Dos reclutadores, una mujer rubia con expresión pensativa y un hombre moreno, mirando el currículum de una mujer frente a ellos.

Para algunas personas, mentir en el currículum es tan necesario como colocar los datos reales, mientras que otras, conscientes de sus consecuencias, repudian por completo esta práctica.

Irónicamente, la cantidad de gente que lo hace es impresionante, así que puede que muchos no tengan ni la más mínima idea de lo que podría ocasionar, por ejemplo, ser descubiertos. Es por ello que hemos usado los datos de un estudio realizado por ResumeLab en 2020 para concienciar un poco a los candidatos sobre los riegos inherentes al envío de currículums “demasiado pulidos”.

93% de los encuestados afirma conocer a alguien que miente en su currículum

ResumeLab aplicó una encuesta a más de 1,000 estadounidenses para saber si habían mentido en algún momento sobre su historial laboral, formación u otros aspectos importantes para la obtención de empleo.

Por medio de esta, descubrieron que la mayoría de los solicitantes manipula uno o dos detalles en sus currículums antes de enviarlos. En general, los hombres mienten con más frecuencia que las mujeres.

Entrevista de trabajo en la que se observan los cuerpos de dos reclutadores frente a un candidato con su currículum.

Pero siendo más específicos, solo el 36 por ciento de ellos confesó mentir abiertamente, una cifra que contrasta bastante con el 93 por ciento que afirmó conocer a alguien que lo haya hecho.

Con una cifra tan alta, vale pensar que muy pocas personas saben realmente las consecuencias que puede tener mentir en el currículum. O puede que las sepan, pero estén dispuestas a asumir el riesgo.

Las mentiras más comunes en los currículums

Los resultados son dignos de análisis, pero antes de empezar a juzgar y a repartir culpas, conviene aclarar hasta qué punto es “válido” decorar los currículums. Una cosa es cumplir con el perfil solicitado y modificar un par de datos que podrás ajustar a la realidad en poco tiempo, y otra es incluir experiencia y formación de las que careces.

Experiencia laboral y habilidades falsas

El estudio reveló que las mentiras más comunes están en la sección de experiencia laboral; algunos exageran sus colaboraciones en ciertos proyectos, por ejemplo, o alteran un poco sus logros dentro de ellos.

Los solicitantes de empleo también suelen mentir afirmando que tienen habilidades que en realidad no tienen. Entre ellas, el dominio de un segundo idioma, redacción o manejo de cierto software.

Mentiras blancas a través de fuentes blancas

Y una de la que poco se habla, pero que de seguro dará ideas a quienes se salten los párrafos sobre las consecuencias en este artículo: el uso de fuentes blancas. Mentiras blancas a través de fuentes blancas, sí.

La trampa consiste en colocar en fuentes blancas palabras clave para que el Sistema de Seguimiento de Solicitantes los lleve más adelante en el proceso aunque en verdad no cumplan con el perfil requerido.
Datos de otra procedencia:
PR #1853, opened 2026-04-14
flashscriptdriver: Add optional timeout

mcdanielcolin:
**Description**
Adds an optional timeout for flashscriptdriver to be passed to ProcessWrapper.check_output().  This can be used to prevent processes from hanging and requiring external input to stop the session.  Testing included running flashscriptdriver on our local setup and DUT with various timeouts, including no timeout.

**Checklist**

- [x] PR has been tested

### DIFF
--- a/doc/configuration.rst
+++ b/doc/configuration.rst
@@ -3405,6 +3405,7 @@ Arguments:
   - script (str): optional, key in :ref:`images <labgrid-device-config-images>`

Claro está que los reclutadores humanos no podrán verlas, mientras que el software sí, lo que aumentará sus probabilidades de ser contactados para una entrevista.
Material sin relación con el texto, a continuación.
PR #1862, opened 2026-05-06
Support logging of serial traffic in the exporter

sjg20:
**Description**

Add optional centralised serial-traffic logging on the exporter
host: when `LG_SERIAL_TRACE_DIR` is set, the exporter passes
`trace-both` to the per-acquire `ser2net` and the resulting log
files are named `<board>-<user>.log`.  This closes a visibility
gap for shared/multi-user labs where the per-client `--logfile`
only captures one user's session and the operator otherwise has
no independent record of what is happening on the console.

Three commits:

1. **protocol**: add a `user` field to `ExporterSetAcquiredRequest`
   so the exporter knows who acquired a place; needed by (2).
   Older coordinators that don't send the field continue to work.
2. **exporter**: the trace-logging feature itself, plus tests, a
   usage section in `doc/usage.rst`, an env-var entry in the
   exporter man page (regenerated under `man/`).
3. **tests**: omit `labgrid/remote/generated/*` from coverage so
   protoc regen noise stops dragging the patch-coverage threshold
   under on routine protocol changes.

Tested on my own lab (~50 boards exported via ser2net 4.x,
including BeagleBone Black, Raspberry Pi 3, Coral and a handful
of x86 systems) over tailscale.  Trace files correctly capture
every keystroke and reply for each acquire session, and append
on repeated acquires by the same user on the same board.

**Checklist**
- [x] Tests for the feature 

- [x] PR has been tested


Emantor:
I like the general idea, especially since we can make use of the existing ser2net configuration capabilities for that.
Users should have SSH access to the exporter anyway, so from a permission/access point of view this also makes sense as long as we expect all users to have the same permissions to access all hardware connected to an exporter.

The thing I worry about is how to make this accessible to users and how to handle log rotation and time stamping so users are able to correlate which part of the log file was generated by them. Or do you intend this to be a purely administrative aid in debugging failing lab hardware?

Edit: I haven't checked that time stamping is handled by ser2net, if you could add a sample log file that would be great.

For the user side we already have `--lg-log` for the pytest plugin and for library usage `ConsoleLoggingReporter(<directory>` can be created, so this may be a bit redundant?

sjg20:
> I like the general idea, especially since we can make use of the existing ser2net configuration capabilities for that. Users should have SSH access to the exporter anyway, so from a permission/access point of view this also makes sense as long as we expect all users to have the same permissions to access all hardware connected to an exporter.
> 
> The thing I worry about is how to make this accessible to users and how to handle log rotation and time stamping so users are able to correlate which part of the log file was generated by them. Or do you intend this to be a purely administrative aid in debugging failing lab hardware?
> 
> Edit: I haven't checked that time stamping is handled by ser2net, if you could add a sample log file that would be great.
> 
> For the user side we already have `--lg-log` for the pytest plugin and for library usage `ConsoleLoggingReporter(<directory>` can be created, so this may be a bit redundant?

Thanks for the review!

To clarify the intent: this is an **admin-only audit/debug aid**, not a user-facing logging mechanism. It complements rather than replaces `--lg-log` and `ConsoleLoggingReporter`:

- `--lg-log` and `ConsoleLoggingReporter` record what *the user* sees, in a location the user controls. Users can turn them off, change the filter, or just not enable them.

Estas son las consecuencias de mentir en el currículum

Ahora hablaremos de las consecuencias de mentir en el currículum, que no son pocas ni inofensivas para nuestra imagen dentro de la empresa o el mercado laboral. Hablamos de no ser contactado para la entrevista, no ser contratado, o ser contratados y poco después despedidos al descubrirse la estafa, entre otras.

En su encuesta, ResumeLab halló que solo el 31 por ciento de las personas que mienten en su hoja de vida; entre ellos, solo 65 por ciento no es contratado o es despedido luego. Con base en ello, solo 21 por ciento de las personas que mienten en realidad pierden una oportunidad de trabajo.

Muñecos de color amarillo y otros de color gris señalados con equis rojas en referencia a la selección del reclutamiento.

Con un porcentaje tan bajo, parece que estas mentiritas blancas pasan desapercibidas y logran cumplir su función en muchos casos. Sin embargo, el riesgo de ser descubierto tiene un alto costo a futuro. Una empresa podría simplemente descartar el perfil para futuras vacantes.

A ello sumamos la posibilidad de quedar en ridículo en alguno de los tantos pasos que aplican los reclutadores para escoger a su personal. Algunos incluyen pruebas especiales para confirmar ciertas habilidades, llaman a referencias de otras empresas, e incluso revisan las redes sociales para conocer mejor el perfil en cuestión.

Si mientes puede que te llamen para una entrevista, pero ello no garantiza el éxito en ella, o por lo menos salir con tu imagen ilesa. Dicho esto, conviene pensarlo dos veces antes de incurrir en esta práctica.